▶ [Given records]
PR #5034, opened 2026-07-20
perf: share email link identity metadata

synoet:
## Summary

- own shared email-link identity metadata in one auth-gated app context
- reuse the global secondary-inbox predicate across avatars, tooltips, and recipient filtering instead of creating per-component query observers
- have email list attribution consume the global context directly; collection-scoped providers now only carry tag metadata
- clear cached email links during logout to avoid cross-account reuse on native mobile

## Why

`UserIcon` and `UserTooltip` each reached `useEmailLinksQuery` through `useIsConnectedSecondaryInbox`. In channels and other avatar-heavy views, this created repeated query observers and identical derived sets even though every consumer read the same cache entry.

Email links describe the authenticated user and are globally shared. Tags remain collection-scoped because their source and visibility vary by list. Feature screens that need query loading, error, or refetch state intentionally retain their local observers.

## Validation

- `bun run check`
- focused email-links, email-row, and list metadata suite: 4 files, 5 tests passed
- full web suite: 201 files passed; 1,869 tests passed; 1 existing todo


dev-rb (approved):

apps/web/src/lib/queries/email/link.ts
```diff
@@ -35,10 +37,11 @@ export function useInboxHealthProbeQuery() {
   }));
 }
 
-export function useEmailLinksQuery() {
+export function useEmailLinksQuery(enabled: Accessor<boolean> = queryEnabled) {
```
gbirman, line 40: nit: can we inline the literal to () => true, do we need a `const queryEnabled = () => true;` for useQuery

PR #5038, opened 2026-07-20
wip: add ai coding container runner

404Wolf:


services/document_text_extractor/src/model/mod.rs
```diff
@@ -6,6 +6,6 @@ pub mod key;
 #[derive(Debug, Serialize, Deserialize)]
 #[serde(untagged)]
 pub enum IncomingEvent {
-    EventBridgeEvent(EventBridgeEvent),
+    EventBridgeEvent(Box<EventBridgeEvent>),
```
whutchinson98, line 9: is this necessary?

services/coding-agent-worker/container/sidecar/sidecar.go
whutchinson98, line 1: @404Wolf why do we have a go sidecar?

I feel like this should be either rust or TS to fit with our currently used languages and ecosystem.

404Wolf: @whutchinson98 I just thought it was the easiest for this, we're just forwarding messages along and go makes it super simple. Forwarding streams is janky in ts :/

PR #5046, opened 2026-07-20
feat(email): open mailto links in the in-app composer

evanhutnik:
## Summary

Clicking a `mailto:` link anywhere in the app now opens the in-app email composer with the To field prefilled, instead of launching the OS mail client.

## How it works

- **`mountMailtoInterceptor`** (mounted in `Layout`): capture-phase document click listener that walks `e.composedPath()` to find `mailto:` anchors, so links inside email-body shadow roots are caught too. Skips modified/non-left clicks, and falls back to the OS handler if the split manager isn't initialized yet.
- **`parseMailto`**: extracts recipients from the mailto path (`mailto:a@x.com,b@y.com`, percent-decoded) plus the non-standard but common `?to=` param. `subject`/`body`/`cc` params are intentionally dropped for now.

--

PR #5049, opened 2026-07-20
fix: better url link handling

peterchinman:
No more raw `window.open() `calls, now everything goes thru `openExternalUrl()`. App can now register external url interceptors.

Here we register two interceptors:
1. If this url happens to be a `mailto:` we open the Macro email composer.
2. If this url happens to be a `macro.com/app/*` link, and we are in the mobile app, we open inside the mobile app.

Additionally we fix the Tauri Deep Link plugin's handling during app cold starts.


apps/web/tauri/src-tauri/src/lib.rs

...

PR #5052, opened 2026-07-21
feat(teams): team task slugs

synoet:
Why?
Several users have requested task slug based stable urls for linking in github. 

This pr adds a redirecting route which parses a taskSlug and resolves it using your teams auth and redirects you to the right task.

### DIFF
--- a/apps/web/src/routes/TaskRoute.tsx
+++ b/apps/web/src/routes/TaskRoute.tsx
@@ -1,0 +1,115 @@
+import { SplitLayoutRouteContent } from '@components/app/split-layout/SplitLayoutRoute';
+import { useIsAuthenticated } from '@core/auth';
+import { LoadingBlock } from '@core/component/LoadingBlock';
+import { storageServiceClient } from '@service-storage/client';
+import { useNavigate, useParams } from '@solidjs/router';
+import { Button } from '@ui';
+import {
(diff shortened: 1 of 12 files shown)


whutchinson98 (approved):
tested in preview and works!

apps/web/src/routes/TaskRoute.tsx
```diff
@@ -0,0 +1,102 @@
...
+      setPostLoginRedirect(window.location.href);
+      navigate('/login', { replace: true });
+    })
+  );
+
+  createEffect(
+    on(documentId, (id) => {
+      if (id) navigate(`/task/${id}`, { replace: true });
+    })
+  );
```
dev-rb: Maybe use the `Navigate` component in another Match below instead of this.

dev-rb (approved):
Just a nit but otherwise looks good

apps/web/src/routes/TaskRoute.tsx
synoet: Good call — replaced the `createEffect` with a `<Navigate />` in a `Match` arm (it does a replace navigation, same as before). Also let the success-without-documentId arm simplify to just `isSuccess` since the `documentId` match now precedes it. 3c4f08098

▶ [Problem requirements] Your reply should consist of one number: how many lines in the entries contain the string "handling".

▶ [Exercise answer] 2